MiRNA expression variation in primary NK cells treated with TGF-β1. Homo sapiens

Human NK cells activity against cancer cells is deeply suppressed by TGF-β1, an immunomodulatory cytokine that is released and activated in the tumor microenvironment. Moreover, our previous data showed that TGF-β1 modifies the chemokine receptor repertoire of NK cells. In particular, it decreases the expression of CX3CR1 that drives these effectors toward peripheral tissues, including tumor sites. In order to identify possible mechanisms mediating chemokine receptors modulation, we analyzed the miRNA profile of TGF-β1-treated primary NK cells. The analysis pointed out miR-27a-5p as a possible modulator of CX3CR1. We demonstrated the functional interaction of miR-27a-5p with the 3’ untranslated region (3’UTR) of CX3CR1 mRNA by two different experimental approaches: by the use of a luciferase assay based on a reporter construct containing the CX3CR1 3’UTR and by transfection of primary NK cells with a miR-27a-5p inhibitor. We also showed that the TGF-β1-mediated increase of miR-27a-5p expression is a consequence of miR-23a-27a-24-2 cluster induction. Moreover, we demonstrated that miR-27a-5p down-regulates the surface expression of CX3CR1. Finally we showed that Neuroblastoma cells induced in resting NK cells a downregulation of the CX3CR1 expression that was paralleled by a significant increase of miR-27a-5p expression. Therefore, the present study highlights miR-27a-5p as a pivotal TGF-β1-induced regulator of CX3CR1 expression. Overall design: Real-time PCR-based miRNA expression profiling. Primary resting NK cells from three donors were treated for 24h with 5 or 40 ng/ml TGF-β1 or were left untreated.

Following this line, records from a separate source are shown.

PR #1576, opened 2022-12-14
polish: Show boundary_downstream/upstream alerts V2 bus

cmaddox5:
Notion [task](https://www.notion.so/mbta-downtown-crossing/Alerts-don-t-appear-when-the-home-stop-is-on-the-boundary-of-a-disruption-ecf8d22084c64bf08f7c69bf731507f7)

For V2 bus, we always want to show `boundary_downstream` alerts and want to show `boundary_upstream` alerts for all effects except `:suspension`. 

- [ ] Tests added?

### DIFF
--- a/lib/screens/v2/widget_instance/alert.ex
+++ b/lib/screens/v2/widget_instance/alert.ex
@@ -189,6 +189,13 @@ defmodule Screens.V2.WidgetInstance.Alert do
     if takeover_alert?(t), do: :full_body_alert, else: :alert
   end
 
+  # Refer to https://mbta.sharepoint.com/:w:/s/CTDpublic/Eb_yKasCL9xKu_D9Xd1O5d0BG1GoHfplwoI-fpnru42M9w for how PIOs create alerts.
+  # For bus alerts, we assume that alerts are created using this guide.
+
+  # For bus suspensions, the endpoints of the alert are not directly affected by the suspension.
+  # This means that `boundary_upstream` and `boundary_downstream` stops are present in the `informed_entities` of the alerts,
+  # But the alert itself is not relevant for riders at the `boundary_upstream` stop.
+  # Because of this, we will not show a suspension alert at on a screen if the current stop is located on the `boundary_upstream`.
   def valid_candidate?(
         %__MODULE__{screen: %Screen{app_id: screen_type}, alert: %Alert{effect: :suspension}} = t
       )
@@ -198,6 +205,7 @@ defmodule Screens.V2.WidgetInstance.Alert do
       active?(t)
   end
 
+  # For all other bus alert effects, all stops in the `informed_entities` are directly affected by the alert and would be useful for riders to see.
   def valid_candidate?(%__MODULE__{screen: %Screen{app_id: screen_type}} = t)
       when screen_type in [:bus_shelter_v2, :bus_eink_v2] do
     priority(t) != :no_render and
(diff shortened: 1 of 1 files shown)


hannahpurcell:
QA-ing the performance, first. I think there's a bug here? With this suspension, shouldn't there be a flex zone alert? 

Screenshot 2022-12-20 at 2 07 30 PM
Screenshot 2022-12-20 at 4 03 06 PM

cmaddox5:
> QA-ing the performance, first. I think there's a bug here? With this suspension, shouldn't there be a flex zone alert?
> 
> Screenshot 2022-12-20 at 2 07 30 PM Screenshot 2022-12-20 at 4 03 06 PM

No, because the home stop is outside the list of affected stops. Bus alerts at minimum have to affect the home stop for it to show on screens. This alert also wouldn't show if it were the first stop in the stop range because it would then be `boundary_upstream`, which is not a location we care about for suspensions. 

The reasoning behind these decisions involves assumptions based on this [guide](https://mbta.sharepoint.com/:w:/s/CTDpublic/Eb_yKasCL9xKu_D9Xd1O5d0BG1GoHfplwoI-fpnru42M9w?rtime=sIKlANDi2kg). Mindy also added some graphics to the comments of this task that are super helpful. If things are still fuzzy, let me know and I'd be happy to walk through it.

hannahpurcell:
> The reasoning behind these decisions involves assumptions based on this [guide](https://mbta.sharepoint.com/:w:/s/CTDpublic/Eb_yKasCL9xKu_D9Xd1O5d0BG1GoHfplwoI-fpnru42M9w?rtime=sIKlANDi2kg). Mindy also added some graphics to the comments of this task that are super helpful. If things are still fuzzy, let me know and I'd be happy to walk through it.

Ohhh hmm. The guide helped fill in some blanks for me, because the notion diagrams really confused me. So, when a PIO makes a detour alert, only the skipped stops are included in the selection; when they make a suspension, the "new endpoints" for the route are selected also, in addition to the skipped stops.

I think that's how subway works, also, but I guess I didn't expect that for bus.

cmaddox5:
> > The reasoning behind these decisions involves assumptions based on this [guide](https://mbta.sharepoint.com/:w:/s/CTDpublic/Eb_yKasCL9xKu_D9Xd1O5d0BG1GoHfplwoI-fpnru42M9w?rtime=sIKlANDi2kg). Mindy also added some graphics to the comments of this task that are super helpful. If things are still fuzzy, let me know and I'd be happy to walk through it.
> 
> Ohhh hmm. The guide helped fill in some blanks for me, because the notion diagrams really confused me. So, when a PIO makes a detour alert, only the skipped stops are included in the selection; when they make a suspension, the "new endpoints" for the route are selected also, in addition to the skipped stops.
> 
> I think that's how subway works, also, but I guess I didn't expect that for bus.

That's correct. So like with subway, the stops on either side of the range of the alert aren't actually affected by the suspension directly. With that being the case, the last stop of the range of the alert (`boundary_upstream`) doesn't care at all about the suspension. None of the affected stops are reachable from it so it's irrelevant info if you are continuing downstream. 

>This alert also wouldn't show if it were the first stop in the stop range because it would then be boundary_upstream, which is not a location we care about for suspensions.

I said this earlier and that is actually incorrect. The first stop in the range is actually considered `boundary_downstream`, so it would show an alert if included. Broadway @ Cary would be the `boundary_upstream` stop of the alert, and that stop would not show an alert.

For detour, we talked about how it isn't ideal that the "endpoints" are not included in the alert because that means there is no info about the detour at the stop before the detour starts. That's out of scope here though and will be discussed in the future.

hannahpurcell (approved):
Mind adding a comment? Otherwise, fab!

人类自然杀伤细胞（Natural Killer cells, NK）对癌细胞的杀伤活性可被转化生长因子-β1（Transforming Growth Factor-β1, TGF-β1）深度抑制，而TGF-β1是一种在肿瘤微环境中释放并激活的免疫调节细胞因子。此外，我们此前的研究数据显示，TGF-β1可改变NK细胞的趋化因子受体谱。具体而言，它会降低CX3CR1的表达，而CX3CR1可引导这些免疫效应细胞迁移至包括肿瘤部位在内的外周组织。 为了阐明介导趋化因子受体调控的潜在机制，我们分析了经TGF-β1处理的原代NK细胞的miRNA表达谱。该分析筛选出微小RNA-27a-5p（microRNA-27a-5p, miR-27a-5p）可作为CX3CR1的潜在调控因子。我们通过两种不同的实验方法证实了miR-27a-5p与CX3CR1 mRNA的3’非翻译区（3’ untranslated region, 3’UTR）存在功能性结合：其一为基于携带CX3CR1 3’UTR的报告基因载体的荧光素酶报告实验，其二为使用miR-27a-5p抑制剂转染原代NK细胞的实验。 我们同时证实，TGF-β1介导的miR-27a-5p表达上调，源于miR-23a-27a-24-2基因簇的诱导激活。此外，我们证实miR-27a-5p可下调CX3CR1的细胞表面表达水平。最后我们发现，神经母细胞瘤细胞可诱导静息NK细胞的CX3CR1表达下调，且该过程伴随miR-27a-5p表达的显著升高。 综上，本研究明确了miR-27a-5p是TGF-β1诱导的CX3CR1表达关键调控因子。 实验整体设计：基于实时荧光定量PCR的miRNA表达谱分析。将来自3名健康供体的静息NK细胞分为三组：分别用5 ng/ml、40 ng/ml的TGF-β1处理24小时，以及不做处理的对照组。